Find the string "follow" in the records. Copy every line it appears in.

·····

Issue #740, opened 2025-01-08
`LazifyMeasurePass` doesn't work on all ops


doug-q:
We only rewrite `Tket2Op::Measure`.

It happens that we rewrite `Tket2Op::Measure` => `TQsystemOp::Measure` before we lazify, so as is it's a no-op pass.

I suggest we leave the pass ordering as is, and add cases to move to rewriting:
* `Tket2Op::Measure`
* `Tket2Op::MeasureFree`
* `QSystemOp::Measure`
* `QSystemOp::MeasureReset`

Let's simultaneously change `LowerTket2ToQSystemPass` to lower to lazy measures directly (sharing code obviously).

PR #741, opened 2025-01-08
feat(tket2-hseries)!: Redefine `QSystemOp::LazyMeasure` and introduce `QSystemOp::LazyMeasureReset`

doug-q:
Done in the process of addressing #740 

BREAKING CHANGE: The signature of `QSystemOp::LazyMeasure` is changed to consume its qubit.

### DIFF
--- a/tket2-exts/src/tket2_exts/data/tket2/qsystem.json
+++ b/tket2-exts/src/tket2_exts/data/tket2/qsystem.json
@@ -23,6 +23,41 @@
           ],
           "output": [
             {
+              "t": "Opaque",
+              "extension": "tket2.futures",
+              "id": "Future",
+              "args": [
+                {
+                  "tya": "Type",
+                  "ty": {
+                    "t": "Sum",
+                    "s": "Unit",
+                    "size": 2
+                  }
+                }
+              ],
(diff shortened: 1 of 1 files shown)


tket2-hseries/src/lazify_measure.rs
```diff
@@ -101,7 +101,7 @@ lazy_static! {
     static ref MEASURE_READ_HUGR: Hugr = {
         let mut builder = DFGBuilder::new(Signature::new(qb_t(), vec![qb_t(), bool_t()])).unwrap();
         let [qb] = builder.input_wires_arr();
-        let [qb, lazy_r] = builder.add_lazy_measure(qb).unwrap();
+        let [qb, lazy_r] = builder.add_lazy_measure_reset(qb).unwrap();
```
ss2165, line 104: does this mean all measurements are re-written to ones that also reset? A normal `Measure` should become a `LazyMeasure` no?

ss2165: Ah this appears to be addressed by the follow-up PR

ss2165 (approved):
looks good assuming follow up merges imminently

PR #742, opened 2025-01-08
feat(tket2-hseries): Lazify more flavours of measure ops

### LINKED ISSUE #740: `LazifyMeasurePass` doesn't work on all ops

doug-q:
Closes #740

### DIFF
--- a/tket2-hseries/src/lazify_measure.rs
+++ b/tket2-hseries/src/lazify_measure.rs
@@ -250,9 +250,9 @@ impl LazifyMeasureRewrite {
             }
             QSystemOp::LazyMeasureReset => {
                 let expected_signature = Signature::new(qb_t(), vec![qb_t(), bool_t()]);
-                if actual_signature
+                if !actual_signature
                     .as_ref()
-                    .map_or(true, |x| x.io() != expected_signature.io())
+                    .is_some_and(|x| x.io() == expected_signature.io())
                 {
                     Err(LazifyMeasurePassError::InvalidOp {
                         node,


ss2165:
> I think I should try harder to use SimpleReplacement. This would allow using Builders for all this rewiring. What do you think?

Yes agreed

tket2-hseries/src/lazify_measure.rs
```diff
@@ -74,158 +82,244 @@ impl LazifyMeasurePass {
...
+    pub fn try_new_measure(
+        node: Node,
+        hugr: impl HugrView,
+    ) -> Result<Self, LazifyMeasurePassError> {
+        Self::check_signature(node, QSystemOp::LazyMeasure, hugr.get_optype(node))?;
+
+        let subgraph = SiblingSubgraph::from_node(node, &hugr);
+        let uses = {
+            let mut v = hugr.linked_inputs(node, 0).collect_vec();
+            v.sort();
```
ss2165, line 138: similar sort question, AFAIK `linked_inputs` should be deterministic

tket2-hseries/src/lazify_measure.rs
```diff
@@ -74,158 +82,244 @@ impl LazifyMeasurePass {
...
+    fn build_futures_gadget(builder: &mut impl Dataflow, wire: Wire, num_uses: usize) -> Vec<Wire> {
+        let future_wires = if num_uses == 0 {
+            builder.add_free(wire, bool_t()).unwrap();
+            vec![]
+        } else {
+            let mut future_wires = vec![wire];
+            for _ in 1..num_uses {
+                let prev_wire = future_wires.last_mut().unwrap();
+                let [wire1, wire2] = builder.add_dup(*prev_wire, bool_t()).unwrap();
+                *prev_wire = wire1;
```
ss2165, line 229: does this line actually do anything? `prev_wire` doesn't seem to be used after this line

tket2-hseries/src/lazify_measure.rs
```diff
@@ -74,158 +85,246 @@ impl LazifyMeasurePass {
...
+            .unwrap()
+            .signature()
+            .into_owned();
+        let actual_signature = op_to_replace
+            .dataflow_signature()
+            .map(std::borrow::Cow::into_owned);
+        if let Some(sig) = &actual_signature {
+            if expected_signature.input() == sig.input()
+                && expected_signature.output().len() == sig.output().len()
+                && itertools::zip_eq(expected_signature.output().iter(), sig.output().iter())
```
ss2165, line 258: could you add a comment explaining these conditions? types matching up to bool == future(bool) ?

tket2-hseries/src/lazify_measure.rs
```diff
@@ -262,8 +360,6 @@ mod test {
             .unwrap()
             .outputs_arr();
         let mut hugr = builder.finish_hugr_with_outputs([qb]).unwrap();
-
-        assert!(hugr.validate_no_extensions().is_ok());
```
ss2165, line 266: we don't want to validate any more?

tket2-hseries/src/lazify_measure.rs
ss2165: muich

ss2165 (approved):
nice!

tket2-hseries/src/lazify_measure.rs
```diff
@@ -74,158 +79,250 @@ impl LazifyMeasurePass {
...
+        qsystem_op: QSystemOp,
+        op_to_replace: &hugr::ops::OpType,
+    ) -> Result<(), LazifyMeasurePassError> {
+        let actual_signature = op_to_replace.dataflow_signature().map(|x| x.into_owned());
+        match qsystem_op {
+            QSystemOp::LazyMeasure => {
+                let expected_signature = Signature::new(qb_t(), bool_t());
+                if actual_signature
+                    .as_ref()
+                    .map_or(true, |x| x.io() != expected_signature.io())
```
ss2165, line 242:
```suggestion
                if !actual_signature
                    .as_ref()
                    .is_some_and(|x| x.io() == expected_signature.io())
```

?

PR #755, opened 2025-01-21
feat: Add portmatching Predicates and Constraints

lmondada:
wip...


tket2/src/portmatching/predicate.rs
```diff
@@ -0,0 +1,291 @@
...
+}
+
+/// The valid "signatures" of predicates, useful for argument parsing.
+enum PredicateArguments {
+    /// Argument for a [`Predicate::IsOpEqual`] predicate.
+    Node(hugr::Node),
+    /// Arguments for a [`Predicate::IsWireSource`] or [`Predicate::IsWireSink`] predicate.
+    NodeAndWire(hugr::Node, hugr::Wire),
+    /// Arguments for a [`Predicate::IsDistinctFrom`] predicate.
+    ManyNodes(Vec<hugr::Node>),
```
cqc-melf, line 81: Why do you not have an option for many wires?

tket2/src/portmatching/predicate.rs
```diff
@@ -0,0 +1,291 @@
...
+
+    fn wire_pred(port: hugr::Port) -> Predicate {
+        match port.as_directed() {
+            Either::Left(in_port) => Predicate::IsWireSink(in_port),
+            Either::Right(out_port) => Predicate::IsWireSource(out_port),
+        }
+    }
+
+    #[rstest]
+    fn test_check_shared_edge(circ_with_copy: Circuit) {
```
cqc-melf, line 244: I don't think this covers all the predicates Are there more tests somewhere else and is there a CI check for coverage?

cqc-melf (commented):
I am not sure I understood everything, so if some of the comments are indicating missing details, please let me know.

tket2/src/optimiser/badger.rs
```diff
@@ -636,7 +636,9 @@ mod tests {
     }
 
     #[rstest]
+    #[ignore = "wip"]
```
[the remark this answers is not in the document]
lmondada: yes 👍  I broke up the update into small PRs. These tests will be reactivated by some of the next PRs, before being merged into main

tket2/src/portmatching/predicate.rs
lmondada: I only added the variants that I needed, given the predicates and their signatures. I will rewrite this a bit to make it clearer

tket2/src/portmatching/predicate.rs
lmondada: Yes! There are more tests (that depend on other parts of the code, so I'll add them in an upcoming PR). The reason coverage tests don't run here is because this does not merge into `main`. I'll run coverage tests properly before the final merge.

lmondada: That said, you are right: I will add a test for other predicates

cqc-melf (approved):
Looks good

·····

Answer to this problem:
ss2165: Ah this appears to be addressed by the follow-up PR
looks good assuming follow up merges imminently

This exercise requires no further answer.